(Beginning of DATA)

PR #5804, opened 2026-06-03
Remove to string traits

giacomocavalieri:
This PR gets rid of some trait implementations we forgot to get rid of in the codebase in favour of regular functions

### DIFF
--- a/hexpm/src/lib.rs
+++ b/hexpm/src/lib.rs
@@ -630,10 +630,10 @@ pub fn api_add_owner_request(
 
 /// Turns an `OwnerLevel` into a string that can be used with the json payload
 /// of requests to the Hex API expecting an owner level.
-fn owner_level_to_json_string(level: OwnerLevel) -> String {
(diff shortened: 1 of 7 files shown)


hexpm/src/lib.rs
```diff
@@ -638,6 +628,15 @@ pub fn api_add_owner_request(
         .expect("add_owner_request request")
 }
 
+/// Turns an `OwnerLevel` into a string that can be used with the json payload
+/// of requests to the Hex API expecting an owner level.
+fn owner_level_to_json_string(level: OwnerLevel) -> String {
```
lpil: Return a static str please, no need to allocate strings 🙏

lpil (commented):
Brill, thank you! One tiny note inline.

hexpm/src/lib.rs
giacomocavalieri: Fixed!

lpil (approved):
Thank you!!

(End of DATA)

Supply the count of lines in the entries that include "with", and no other text.

◆ ANSWER SECTION: 2